* Work request: Please copy exactly the lines from the top of the data through the line containing "It can be frustrating", and nothing else.
BEGIN Recorded data
Issue #1102, opened 2024-08-13
Add `--delete-namespace` flag to uninstall command


kosmoz:
**Is your feature request related to a problem? Please describe.**
It can be frustrating to have lots of dangling namespaces in a cluster that are no longer in use. Glasskube should offer an option to delete the namespace when uninstalling a package.

**Describe the solution you'd like**
The `uninstall` command can be invoked with a `--delete-namespace` flag. If this is the case, it should check if there are any Packages installed in that namespace, other than the one that should be uninstalled. If there are, it should print an error message and abort the operation, otherwise it should proceed to delete the `Package` and subsequently the namespace resource.

**Additional context**
For context, see #1084.
Related to: #1101

hanshal101:
Hey @kosmoz I can work on this !!!

Pavan-Chaithanya:
Hi @kosmoz, I would like to work on this

kosmoz:
Glad to hear that! Let us know if you need anything.

anishbista60:
@Pavan-Chaithanya Are you working in this isssue ?

Pavan-Chaithanya:
> @Pavan-Chaithanya Are you working in this isssue ?

Yes, I am working on it

Baalekshan:
@christophenne !

hanshal101:
Hey @christophenne is this issue still relevent?

Baalekshan:
Hey @hanshal101 , the PR is complete I am waiting for approval.

hanshal101:
> Hey @hanshal101 , the PR is complete I am waiting for approval.

Ohh cool!

PR #1111, opened 2024-08-15
feat(cli): add --delete-namespace to delete namespace incase it is empty after package deletion

Pavan-Chaithanya:
Closes https://github.com/glasskube/glasskube/issues/1102

## 📑 Description
This PR introduces a new flag `--delete-namespace` to the `uninstall` command. When this flag is passed to uninstall a package, the following can happen:
1. If no package is present in the namespace other than the package we are trying to uninstall, It uninstalls the package and deletes the namespace.
2. If other packages are present in the namespace, it returns an error to the CLI. In this case, you might wanna consider deleting the package without this flag.

## ✅ Checks

### DIFF
--- a/cmd/glasskube/cmd/uninstall.go
+++ b/cmd/glasskube/cmd/uninstall.go
@@ -7,14 +7,16 @@ import (
 	"github.com/fatih/color"
 	"github.com/glasskube/glasskube/internal/clicontext"
 	"github.com/glasskube/glasskube/internal/cliutils"
+	"github.com/glasskube/glasskube/pkg/list"
 	"github.com/glasskube/glasskube/pkg/statuswriter"
 	"github.com/glasskube/glasskube/pkg/uninstall"
 	"github.com/spf13/cobra"
 )
 
 var uninstallCmdOptions = struct {
-	NoWait bool
-	Yes    bool
+	NoWait          bool
+	Yes             bool
+	DeleteNamespace bool
 	KindOptions
 	NamespaceOptions
 }{
@@ -46,6 +48,7 @@ var uninstallCmd = &cobra.Command{
 			cliutils.ExitWithError()
 		}
 
+		var deleteNamespace bool
 		if !pkg.IsNamespaceScoped() {
 			if g, err := dm.NewGraph(ctx); err != nil {
 				fmt.Fprintf(os.Stderr, "❌ Error validating uninstall: %v\n", err)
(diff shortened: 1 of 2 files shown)


cmd/glasskube/cmd/uninstall.go
```diff
@@ -64,16 +67,39 @@ var uninstallCmd = &cobra.Command{
...
+			pkgCount := 0
+			for _, p := range pkgsInNamespace {
+				pkgCount += len(p.Packages)
+			}
+			if pkgCount > 1 {
+				fmt.Fprintf(os.Stderr, "❌ Namespace %v contains more than one package. "+
+					"Current count of packages present in the namespace: %v\n", namespace, pkgCount)
+				cliutils.ExitWithError()
+			}
+			deleteNamespace = true
```
kosmoz, line 90: This seems like a lot of unnecessary work. It would be better to use a simple packageClient and just fetch the Package resources directly, rather than using the list package, since that one goes through some extra hoops.

kosmoz (changes requested):

pkg/uninstall/uninstall.go
```diff
@@ -31,23 +32,43 @@ func (obj *uninstaller) WithStatusWriter(sw statuswriter.StatusWriter) *uninstal
...
-	defer obj.status.Stop()
-	return obj.delete(ctx, pkg)
+// Uninstall deletes the v1alpha1.Package custom resource from the cluster
+// and namespace (if empty).
+func (obj *uninstaller) UninstallAndDeleteNamespace(
+	ctx context.Context,
+	pkg ctrlpkg.Package,
+	deleteNamespace bool,
+) error {
+	return obj.Uninstall(ctx, pkg)
```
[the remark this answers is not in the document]
Pavan-Chaithanya: Removed it

cmd/glasskube/cmd/uninstall.go
Pavan-Chaithanya: Makes sense. Fixed it

Pavan-Chaithanya:
@kosmoz Can you please review this PR?

pkg/uninstall/uninstall.go
```diff
@@ -52,6 +54,32 @@ func (obj *uninstaller) Uninstall(ctx context.Context, pkg ctrlpkg.Package, isDr
...
+	isDryRun bool,
+) error {
+	namespace := pkg.GetNamespace()
+	if err := obj.UninstallBlocking(ctx, pkg, isDryRun); err != nil {
+		return err
+	}
+	clientset := clicontext.KubernetesClientFromContext(ctx)
+
+	return obj.deleteNamespaceBlocking(ctx, clientset, namespace)
+}
```
kosmoz, line 81: I think it would be simpler to add a "DeleteNamespace" option to the existing UninstallBlocking function

pkg/uninstall/uninstall.go
```diff
@@ -52,6 +54,32 @@ func (obj *uninstaller) Uninstall(ctx context.Context, pkg ctrlpkg.Package, isDr
...
+	pkg ctrlpkg.Package,
+	isDryRun bool,
+) error {
+	namespace := pkg.GetNamespace()
+	if err := obj.UninstallBlocking(ctx, pkg, isDryRun); err != nil {
+		return err
+	}
+	clientset := clicontext.KubernetesClientFromContext(ctx)
+
+	return obj.deleteNamespaceBlocking(ctx, clientset, namespace)
```
kosmoz, line 80: clientset should be initialized in deleteNamespaceBlocking

cmd/glasskube/cmd/uninstall.go
```diff
@@ -78,11 +79,26 @@ var uninstallCmd = &cobra.Command{
 			}
 			fmt.Fprintln(os.Stderr, "Uninstallation started in background")
 		} else {
-			if err := uninstaller.UninstallBlocking(ctx, pkg, uninstallCmdOptions.DryRun); err != nil {
-				fmt.Fprintf(os.Stderr, "\n❌ An error occurred during uninstallation:\n\n%v\n", err)
-				cliutils.ExitWithError()
+			// delete the namespace only if it is namespace scoped and there are no other packages in the namespace since
+			// cluster packages delete the namespace once they are deleted
+			deleteNamespace := uninstallCmdOptions.DeleteNamespace && pkg.IsNamespaceScoped()
```
kosmoz, line 84: If DeleteNamespace is set and the package is not namespace-scoped, the command shoul exit with an error

cmd/glasskube/cmd/uninstall.go
```diff
@@ -78,11 +79,26 @@ var uninstallCmd = &cobra.Command{
...
+			if deleteNamespace {
+				if err := uninstaller.IsNamespaceSafeToDelete(ctx, pkg); err != nil {
```
kosmoz, line 86: I think it might be possible to perform this check in the UninstallBlocking method

kosmoz (changes requested):

kosmoz:
Hey @Pavan-Chaithanya, how are you doing? Do you need any help with this PR?

Pavan-Chaithanya:
Hey @kosmoz, I'm extremely sorry about the delay. I got occupied with other things. I addressed all the comments. Can you have a look? Btw I made some changes in makefile, Reason:
Previously, we ran the lint with whatever version was installed in bin/. But if one of your team upgrades the version of lint, the user cannot automatically upgrade unless he sees it and manually deletes bin/ and installs it. With this change, we check the version and see if a new version needs to be installed and install it.

Pavan-Chaithanya:
> Hey @kosmoz, I'm extremely sorry about the delay. I got occupied with other things. I addressed all the comments. Can you have a look? Btw I made some changes in makefile, Reason: Previously, we ran the lint with whatever version was installed in bin/. But if one of your team upgrades the version of lint, the user cannot automatically upgrade unless he sees it and manually deletes bin/ and installs it. With this change, we check the version and see if a new version needs to be installed and install it.

I fixed it because I faced the issue of having an older version and seeing errors which I didn't see on GitHub actions 😓 . You might wanna consider doing the same for the other version if you think this is ok.

Pavan-Chaithanya:
@kosmoz Any updates on this PR?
END Recorded data
* Exercise answer:
Issue #1102, opened 2024-08-13
Add `--delete-namespace` flag to uninstall command


kosmoz:
**Is your feature request related to a problem? Please describe.**
It can be frustrating to have lots of dangling namespaces in a cluster that are no longer in use. Glasskube should offer an option to delete the namespace when uninstalling a package.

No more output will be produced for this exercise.